In this article, we will provide an overview of three popular methods of calculating your metabolic rate:
1. Basal Metabolic Rate (BMR)
2. Resting Metabolic Rate (RMR)
3. Total Daily Energy Expenditure (TDEE)
1. Basal Metabolic Rate (BMR)
Basal metabolic rate refers to the number of calories that your body burns while at rest to simply maintain its basic physiological functions, such as breathing, circulation, cell production etc. There are several formulas for calculating BMR, with the most widely-known ones being the Harris-Benedict equation and Mifflin-St Jeor equation.
Harris-Benedict Equation:
For men: BMR = 88.362 + (13.397 × weight in kg) + (4.799 × height in cm) – (5.677 × age in years)

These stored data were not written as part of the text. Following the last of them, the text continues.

PR #1318, opened 2025-06-27
feat(database): separate SQLite databases

### LINKED ISSUE #1223: Separate sqlite databases
The tables that we have for data caching are inherently different from tables with other information, since we can have multiple tables of cache and multiple tables of other data, we should separate them by databases instead.
This would mean 1 database for cached data, 1 database for notifications and others to come.

danieldiasbarbo:
## Description
This PR separates the SQLite databases used by the backend to better reflect the purpose and lifecycle of different types of data.
It also implements the automatic migration of notifications data from the cache database to the new notification database, as part of the multi-database separation process.

## Changes
- [x] Created a new sqlite database called notification 
- [x] Redirected the older references to cache to the new notification database
- [x] Created a migration to transfer data from cache database to notication database if it is possible

## How to test
1. Run the migration `migrate-cache-db.sh` in different scenarios:
    1.1. Legacy schema: cache DB exists with notifications data, and the notification DB does not exist.
    1.2. Partial schema: cache DB exists but is empty, and the notification DB does not exist.
    1.3. Fresh setup: neither cache nor notification tables exist.
1. Verify that `volume_data/cache.sqlite3` and `volume_data/notifications.sqlite3` databases is created
1. Start the backend server and perform a quick sanity check:

Closes #1223

### DIFF
--- a/backend/kernelCI_cache/migrations/0011_copy_data_from_cache_if_exists.py
+++ b/backend/kernelCI_cache/migrations/0011_copy_data_from_cache_if_exists.py
@@ -1,0 +1,125 @@
+from kernelCI.settings import DATABASES
+from kernelCI_app.helpers.discordWebhook import send_discord_notification
+from django.db import migrations, connections
+
+cache_path = DATABASES["cache"]["NAME"]
+
+
+def _copy_if_data_not_exists(
+    cache_cursor, notif_cursor, table_name: str, columns: list[str]
+):
+    notif_cursor.execute(f"""SELECT id FROM {table_name} LIMIT 1;""")
+    existent_data = notif_cursor.fetchone()
+    if not existent_data:
+        print(f"Copying data from {table_name}")
+        query_placeholder = ", ".join(["?"] * len(columns))
+        columns_names = ", ".join(columns)
+        cache_cursor.execute(
+            f"""SELECT {columns_names}
+            FROM {table_name};"""
+        )
+        rows = cache_cursor.fetchall()
+        if rows:
+            notif_cursor.executemany(
+                f"""INSERT INTO {table_name}
+                ({columns_names})
+                VALUES ({query_placeholder})""",
+                rows,
+            )
+    else:
+        print(
+            f"Skipping {table_name} migration: "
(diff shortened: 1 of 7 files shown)


backend/kernelCI_cache/migrations/0011_copy_data_from_cache_if_exists.py
```diff
@@ -0,0 +1,103 @@
...
+                    notif_cursor.executemany(
+                        """INSERT INTO notifications_issue
+                        (id, notification_message_id, notification_sent,
+                        issue_id, issue_version, issue_type)
+                        VALUES (?, ?, ?, ?, ?, ?)""",
+                        rows,
+                    )
+        except Exception as e:
+            print(
+                f"\nError during data transfer migration: {e}. Ignoring this migration."
```
WilsonNet, line 89: Maybe send to the discord this one using the discord hook, so we can easily know that the migration is breaking

backend/kernelCI_cache/migrations/0011_copy_data_from_cache_if_exists.py
MarceloRobert, line 1: The comments are a bit all over the place IMO, I'm ok with leaving them to explain the logic but be clear when it is talking about tables or dbs, and I think you can combine some of them

backend/kernelCI_cache/migrations/0011_copy_data_from_cache_if_exists.py
```diff
@@ -0,0 +1,103 @@
...
+
+class Migration(migrations.Migration):
+
+    dependencies = [
+        ("kernelCI_cache", "0010_notificationsissue"),
+    ]
+
+    operations = [
+        migrations.RunPython(
+            copy_from_cache_to_notification_tables, hints={"run_always": True}
```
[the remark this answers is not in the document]
MarceloRobert: It has to do with the `allow_migrate`, which Daniel changed to block migrations that don't specify a model and where it should go. This flag is then needed so that the router knows that this migration should run even if it doesn't specify models or dbs.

For women: BMR = 447.593 + (9.247 × weight in kg) + (3.098 × height in cm) – (4.330 × age in years)
Mifflin-St Jeor Equation:
For men: BMR = 10 × weight in kg) + (6.25 × height in cm) – (5 × age in years) + 5
For women: BMR = 10 × weight in kg) + (6.25 × height in cm) – (5 × age in years) – 161
2. Resting Metabolic Rate (RMR)
Resting metabolic rate is similar to BMR, but it takes into account the calories burned while not underactivity. RMR is slightly higher than BMR since it also considers digestion, fidgetiness, etc. To estimate your RMR, you can use the Mifflin-St Jeor equations described above with a slightly higher activity factor.

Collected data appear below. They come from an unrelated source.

PR #1323, opened 2025-07-01
workflows: Add separate staging deployment (manual)

nuclearcat:
As we might develop breaking features, we have separate database, dashboard and kcidb-ng instance running on staging server. We need also suitable way to deploy dashboard there using github workflows.


MarceloRobert (approved):
Seems good to me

3. Total Daily Energy Expenditure (TDEE)
TDEE represents the total number of calories burned daily, combining not only BMR but also the calories burned during physical activities and digestion. To calculate TDEE, we first need to determine our activity levels using the following scale:
1. Sedentary (little to no exercise) – BMR × 1.2
2. Lightly active (light exercise/sports 1-3 days a week) – BMR × 1.375
3. Moderately active (moderate exercise/sports 3-5 days a week) – BMR × 1.55
4. Very active (hard exercise/sports 6-7 days a week) – BMR × 1.725
5. Super active (very hard exercise/sports and physical job) – BMR × 1.9
After determining your activity level, multiply it with your BMR calculated using one of the previously mentioned formulas.

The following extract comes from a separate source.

PR #1324, opened 2025-07-01
Feat: add checkout summary endpoint

### LINKED ISSUE #1321: Make summary notification an API endpoint
The same data that is generated in the checkout summary notification could also be returned as a new endpoint.

It should be planned how this would integrate/interact with the other structures and endpoints that we already have.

TDEE = BMR × Activity Level
Conclusion
Understanding and calculating your metabolic rate is essential for personalizing your diet and exercise routine to suit your unique body needs and maintain overall well-being. By using the methods outlined above, you can make informed decisions about your daily caloric intake and weight management goals. Remember that these formulas are estimates and individual circumstances may vary, so it’s always best to consult with a healthcare professional or nutritionist for personalized guidance when necessary.